Dataset entries:
PR #4701, opened 2020-07-20
FES + i18n: Load translations from a CDN

### LINKED ISSUE #4694: FES + i18n: Loading translation files from CDN

- [x] Friendly Errors
- [x] Internationalization 

Internationalization was introduced to the FES in #4233. So far we only have English strings for the FES and even [that file](https://github.com/processing/p5.js/blob/b52226962eebf9f58f70eed68c4ce32661677d23/translations/en/translation.json) is starting to get pretty big, and could grow even bigger if more functionality is added or when translations are added for all of [these](https://github.com/processing/p5.js/search?q=console.log+inpath%3Asrc+--filename%3Afes_core.js+-filename%3Areference.js+-filename%3AREADME.md&unscoped_q=console.log+inpath%3Asrc+--filename%3Afes_core.js+-filename%3Areference.js+-filename%3AREADME.md) and [these](https://github.com/processing/p5.js/search?q=throw+new+Error+inpath%3Asrc&unscoped_q=throw+new+Error+inpath%3Asrc) messages.

In the future, when we have translations for more and more languages, all of this may take up a lot of space within the library. 

As @outofambit and @limzykenneth  discussed in #4233, we can host the translation files on a CDN and then fetch whichever file is needed depending on the language detected by `i18next-browser-languageDetector`. The English translation will serve as a fallback in case something goes wrong while fetching from the CDN. Another option could be to package translations into the zip, with instructions on how to load one. 

I am more inclined towards the first option as it does not require extra work and understanding on the user's part. Maybe we can implement the second option too, to have translated messages when running offline.
Translations could be updated with new releases of p5.

I can work on updating the internationalization code, the build process, the release process to implement this.
We should also have another issue to let new contributors know that we are looking for help in adding translations for all languages. :smile:

akshay-99:
Resolves #4694

 Changes:
- [x] Publish translation files to a CDN with every release. I have set it up so that the contents under the path `translations/**` get published to NPM. From there, jsDelivr can cache it to their CDN.
I published a namespaced version to test this out and it seems to work
https://cdn.jsdelivr.net/npm/@akshay-99/p5-test@1.0.1/translations/es/translation.json
https://cdn.jsdelivr.net/npm/@akshay-99/p5-test@1.0.1/translations/en/translation.json

These changes would take effect from the next release. Before then, the configured path ( https://cdn.jsdelivr.net/npm/p5/translations/ ) would give us a 404. This wouldn't be a problem for contributors because of the next point below.

- [x] Use local translation files in `dev` mode. Whenever someone is adding/updating something, they should be able to test it out. Fetching from the CDN will not be helpful as these changes wouldn't have been published yet. I configured grunt and browserify to pack all the translation files in the library when running `browserify:dev` ( i.e with `npm run dev` but not with `npm run build` )

Also, since we have updated our default branch name to `main`, we may have to change something with `np` to let it know this. Otherwise it complains that we aren't on the correct branch and would stop the release. For testing out this PR, I just manually passed in `--any-branch`. But there must be some other way to let `np` know the name of the default branch. 

#### PR Checklist

- [x] `npm run lint` passes

### DIFF
--- a/tasks/build/browserify.js
+++ b/tasks/build/browserify.js
@@ -19,6 +19,8 @@ module.exports = function(grunt) {
     function(param) {
       const isMin = param === 'min';
       const isTest = param === 'test';
+      const isDev = param === 'dev';
+
       const filename = isMin
         ? 'p5.pre-min.js'
         : isTest ? 'p5-test.js' : 'p5.js';
@@ -32,9 +34,14 @@ module.exports = function(grunt) {
       // Render the banner for the top of the file
       const banner = grunt.template.process(bannerTemplate);
 
+      let globalsVars = {};
+      if (isDev) {
+        globalsVars['P5_DEV_BUILD'] = () => true;
+      }
       // Invoke Browserify programatically to bundle the code
       let browseified = browserify(srcFilePath, {
-        standalone: 'p5'
+        standalone: 'p5',
+        insertGlobalVars: globalsVars
       });
 
       if (isMin) {
@@ -48,6 +55,10 @@ module.exports = function(grunt) {
           .exclude('./browser_errors')
           .ignore('i18next')
           .ignore('i18next-browser-languagedetector');
+      }
+
+      if (!isDev) {
+        browseified = browseified.exclude('../../translations/dev');
       }
 
       const babelifyOpts = { plugins: ['static-fs'] };
--- a/tasks/build/browserify.js
+++ b/tasks/build/browserify.js
@@ -34,21 +34,21 @@ module.exports = function(grunt) {
       // Render the banner for the top of the file
       const banner = grunt.template.process(bannerTemplate);
 
-      let globalsVars = {};
+      let globalVars = {};
       if (isDev) {
-        globalsVars['P5_DEV_BUILD'] = () => true;
+        globalVars['P5_DEV_BUILD'] = () => true;
       }
       // Invoke Browserify programatically to bundle the code
-      let browseified = browserify(srcFilePath, {
+      let browserified = browserify(srcFilePath, {
         standalone: 'p5',
-        insertGlobalVars: globalsVars
+        insertGlobalVars: globalVars
       });
 
       if (isMin) {
         // These paths should be the exact same as what are used in the import
         // statements in the source. They are not relative to this file. It's
         // just how browserify works apparently.
-        browseified = browseified
+        browserified = browserified
           .exclude('../../docs/reference/data.json')
           .exclude('../../../docs/parameterData.json')
           .exclude('../../translations')
@@ -58,7 +58,7 @@ module.exports = function(grunt) {
       }
 
       if (!isDev) {
-        browseified = browseified.exclude('../../translations/dev');
+        browserified = browserified.exclude('../../translations/dev');
       }
 
       const babelifyOpts = { plugins: ['static-fs'] };
@@ -67,7 +67,7 @@ module.exports = function(grunt) {
         babelifyOpts.envName = 'test';
       }
 
-      const bundle = browseified.transform('babelify', babelifyOpts).bundle();
+      const bundle = browserified.transform('babelify', babelifyOpts).bundle();
 
       // Start the generated output with the banner comment,
       let code = banner + '\n';
--- a/Gruntfile.js
+++ b/Gruntfile.js
@@ -189,7 +189,7 @@ module.exports = grunt => {
           'src/**/*.vert',
           'src/**/*.glsl'
         ],
-        tasks: ['browserify'],
+        tasks: ['browserify:dev'],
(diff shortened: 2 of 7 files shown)


limzykenneth:
It is possible to publish the files to cdnjs as well, probably just need to make a PR to edit [this file](https://github.com/cdnjs/packages/blob/master/packages/p/p5.js.json).

A fix for `np` might be coming soon: https://github.com/sindresorhus/np/pull/558. In the meantime to release from main, `--any-branch` should be used for now.

akshay-99:
> It is possible to publish the files to cdnjs as well, probably just need to make a PR to edit [this file](https://github.com/cdnjs/packages/blob/master/packages/p/p5.js.json).

Yes. I will look into it.

lmccart:
This looks great. Could we add some link in the `contributor_docs/` to the files that are necessary to update when adding another language? (And any other relevant links) I think it would go in the [internationalization.md](https://github.com/processing/p5.js/blob/main/contributor_docs/internationalization.md) file.

akshay-99:
Hi. Yes. I will add that too.

tasks/build/browserify.js
```diff
@@ -45,6 +52,10 @@ module.exports = function(grunt) {
           .ignore('i18next-browser-languagedetector');
       }
 
+      if (!isDev) {
+        browseified = browseified.exclude('../../translations/dev');
```
stalgiag, line 56: This is nit-picky as it wasn't you that first wrote the variable but since you are interacting with it can you change this variable to `browserified`? The missing r in browser feels like a typo.

tasks/build/browserify.js
```diff
@@ -30,9 +32,14 @@ module.exports = function(grunt) {
       // Render the banner for the top of the file
       const banner = grunt.template.process(bannerTemplate);
 
+      let globalsVars = {};
```
stalgiag, line 35: `globalsVars` or `globals` or `globalVars`?

akshay-99: Ah. Should be `globalVars`, based on the browserify option `insertGlobalVars`. I'll correct that.

tasks/build/browserify.js
akshay-99: Yes, that stuck out a bit for me too. I had initially assumed that it might be some accepted nomenclature for some reason, but seems like this is [the only repo](https://www.google.com/search?q=%22browseified%22) that uses it. So it must be a typo. I'll change that to `browserify`

akshay-99:
> I am working with the assumption that we will have some time to look at this in more depth later to make sure that it is easy enough for others to maintain and build upon.

One part that might be a bit difficult to maintain is [this](https://github.com/processing/p5.js/blob/d3813a31f8ed4c0426cd977cc371c7c5eb528c4f/src/core/internationalization.js#L34). There are already several i18next plugins available that do something similar like [i18next-http-backend](https://github.com/i18next/i18next-http-backend), [i18next-fetch-backend](https://github.com/dotcore64/i18next-fetch-backend). But there were two things which I didn't find a way to implement using these: quickly skip a language if it doesn't exist in the list of supported languages ( don't send a request ), and timeout a request if it takes too much time.

Since we are stalling the initialization waiting for the translations to finish downloading, it may be important that this step doesn't take too much time as well ensure that it doesn't spend time trying to find files for languages which we know aren't supported yet. This may be important when there is a chain of unsupported languages. For example, if someone's language is 
`fr-CA` ( Canadian French ), i18next will try to find `fr-CA` and since that isn't supported yet, try looking up `fr`.  Since that too isn't supported, it finally comes to English. But it just spent time on two requests, which is easily prevented by just checking against a list of supported languages.

akshay-99:
I think adding a language itself should be easy for contributors since ( apart from the actual translation itself ) it only involves adding two extra lines in the code, [here](https://github.com/processing/p5.js/blob/d3813a31f8ed4c0426cd977cc371c7c5eb528c4f/translations/index.js#L26) and [here](https://github.com/processing/p5.js/blob/d3813a31f8ed4c0426cd977cc371c7c5eb528c4f/translations/dev.js#L3).

stalgiag:
> Since we are stalling the initialization waiting for the translations to finish downloading, it may be important that this step doesn't take too much time as well ensure that it doesn't spend time trying to find files for languages which we know aren't supported yet. This may be important when there is a chain of unsupported languages. For example, if someone's browser language is `fr-CA` ( Canadian French ), i18next will try to find `fr-CA` and since that isn't supported yet, try looking up `fr`. Since that too isn't supported, it finally comes to English. But it just spent time on two requests, which is easily prevented by just checking against a list of supported languages.

Thanks for explaining this in detail. I think that quickly skipping unsupported languages should be a priority for future work.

What this task involves:
The answer is the records above restated word for word from their opening line through the line that holds "In the future, when", both included, and nothing else.

Reply to the task:
PR #4701, opened 2020-07-20
FES + i18n: Load translations from a CDN

### LINKED ISSUE #4694: FES + i18n: Loading translation files from CDN

- [x] Friendly Errors
- [x] Internationalization 

Internationalization was introduced to the FES in #4233. So far we only have English strings for the FES and even [that file](https://github.com/processing/p5.js/blob/b52226962eebf9f58f70eed68c4ce32661677d23/translations/en/translation.json) is starting to get pretty big, and could grow even bigger if more functionality is added or when translations are added for all of [these](https://github.com/processing/p5.js/search?q=console.log+inpath%3Asrc+--filename%3Afes_core.js+-filename%3Areference.js+-filename%3AREADME.md&unscoped_q=console.log+inpath%3Asrc+--filename%3Afes_core.js+-filename%3Areference.js+-filename%3AREADME.md) and [these](https://github.com/processing/p5.js/search?q=throw+new+Error+inpath%3Asrc&unscoped_q=throw+new+Error+inpath%3Asrc) messages.

In the future, when we have translations for more and more languages, all of this may take up a lot of space within the library. 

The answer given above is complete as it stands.